- _What the task requires_: The records below are to be transcribed in full, exactly as given.

━━━━━━━━━━━━━━━━━━━━━━━━━━━━━━

PR #12484, opened 2024-12-28
[Bug #20990] Fix tokenizing `"\M-\[mbchar]"` and `"\C-\[mbchar]"`

tompng:
https://bugs.ruby-lang.org/issues/20990


nobu:
Needs to fix prism as well.
See #12485

tompng:
Fixed by #12485

PR #12491, opened 2024-12-31
[Bug #20983] Stop auto-linking to `Ruby` and `Set`

st0012:
This excludes `Set` and `Ruby` from RDoc's auto-linking:

- Usages of the word `Set` don't need to be escaped anymore (~20 occurrences) but the references to the class need to be explicitly linked (1 occurrence).
- There's no escaped `Ruby` usage atm.

[[Bug #20983]](https://bugs.ruby-lang.org/issues/20983)

### DIFF
--- a/doc/standard_library.md
+++ b/doc/standard_library.md
@@ -59,7 +59,7 @@ of each.
 - Reline ([GitHub][reline]): GNU Readline and Editline in a pure Ruby implementation
 - Resolv ([GitHub][resolv]): Thread-aware DNS resolver library in Ruby
 - SecureRandom ([GitHub][securerandom]): Interface for a secure random number generator
-- Set ([GitHub][set]): Provides a class to deal with collections of unordered, unique values
+- [Set](rdoc-ref:Set) ([GitHub][set]): Provides a class to deal with collections of unordered, unique values
 - Shellwords ([GitHub][shellwords]): Manipulates strings with the word parsing rules of the UNIX Bourne shell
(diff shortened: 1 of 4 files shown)


st0012:
cc @nobu

doc/standard_library.md
```diff
@@ -59,7 +59,7 @@ of each.
 - Reline ([GitHub][reline]): GNU Readline and Editline in a pure Ruby implementation
 - Resolv ([GitHub][resolv]): Thread-aware DNS resolver library in Ruby
 - SecureRandom ([GitHub][securerandom]): Interface for a secure random number generator
-- Set ([GitHub][set]): Provides a class to deal with collections of unordered, unique values
+- [Set](rdoc-ref:Set) ([GitHub][set]): Provides a class to deal with collections of unordered, unique values
```
nobu, line 62: It should be able to use backquotes.

```suggestion
- `Set` ([GitHub][set]): Provides a class to deal with collections of unordered, unique values
```

nobu:
In `Init_version`, "The Ruby module" is the module and should be linked.

doc/standard_library.md
st0012: If it’s ok, I prefer using rdoc-ref for now as it has the missing reference check.

nobu: We will switch to explicit rdoc-ref from implicit autolinking?

st0012: No I don't plan to do it. But in the case where we want to link a not-auto-linked word, I think it makes sense to make it explicit and allow RDoc to check for missing references.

━━━━━━━━━━━━━━━━━━━━━━━━━━━━━━

- _The answer_:
PR #12484, opened 2024-12-28
[Bug #20990] Fix tokenizing `"\M-\[mbchar]"` and `"\C-\[mbchar]"`

tompng:
https://bugs.ruby-lang.org/issues/20990


nobu:
Needs to fix prism as well.
See #12485

tompng:
Fixed by #12485

PR #12491, opened 2024-12-31
[Bug #20983] Stop auto-linking to `Ruby` and `Set`

st0012:
This excludes `Set` and `Ruby` from RDoc's auto-linking:

- Usages of the word `Set` don't need to be escaped anymore (~20 occurrences) but the references to the class need to be explicitly linked (1 occurrence).
- There's no escaped `Ruby` usage atm.

[[Bug #20983]](https://bugs.ruby-lang.org/issues/20983)

### DIFF
--- a/doc/standard_library.md
+++ b/doc/standard_library.md
@@ -59,7 +59,7 @@ of each.
 - Reline ([GitHub][reline]): GNU Readline and Editline in a pure Ruby implementation
 - Resolv ([GitHub][resolv]): Thread-aware DNS resolver library in Ruby
 - SecureRandom ([GitHub][securerandom]): Interface for a secure random number generator
-- Set ([GitHub][set]): Provides a class to deal with collections of unordered, unique values
+- [Set](rdoc-ref:Set) ([GitHub][set]): Provides a class to deal with collections of unordered, unique values
 - Shellwords ([GitHub][shellwords]): Manipulates strings with the word parsing rules of the UNIX Bourne shell
(diff shortened: 1 of 4 files shown)


st0012:
cc @nobu

doc/standard_library.md
```diff
@@ -59,7 +59,7 @@ of each.
 - Reline ([GitHub][reline]): GNU Readline and Editline in a pure Ruby implementation
 - Resolv ([GitHub][resolv]): Thread-aware DNS resolver library in Ruby
 - SecureRandom ([GitHub][securerandom]): Interface for a secure random number generator
-- Set ([GitHub][set]): Provides a class to deal with collections of unordered, unique values
+- [Set](rdoc-ref:Set) ([GitHub][set]): Provides a class to deal with collections of unordered, unique values
```
nobu, line 62: It should be able to use backquotes.

```suggestion
- `Set` ([GitHub][set]): Provides a class to deal with collections of unordered, unique values
```

nobu:
In `Init_version`, "The Ruby module" is the module and should be linked.

doc/standard_library.md
st0012: If it’s ok, I prefer using rdoc-ref for now as it has the missing reference check.

nobu: We will switch to explicit rdoc-ref from implicit autolinking?

st0012: No I don't plan to do it. But in the case where we want to link a not-auto-linked word, I think it makes sense to make it explicit and allow RDoc to check for missing references.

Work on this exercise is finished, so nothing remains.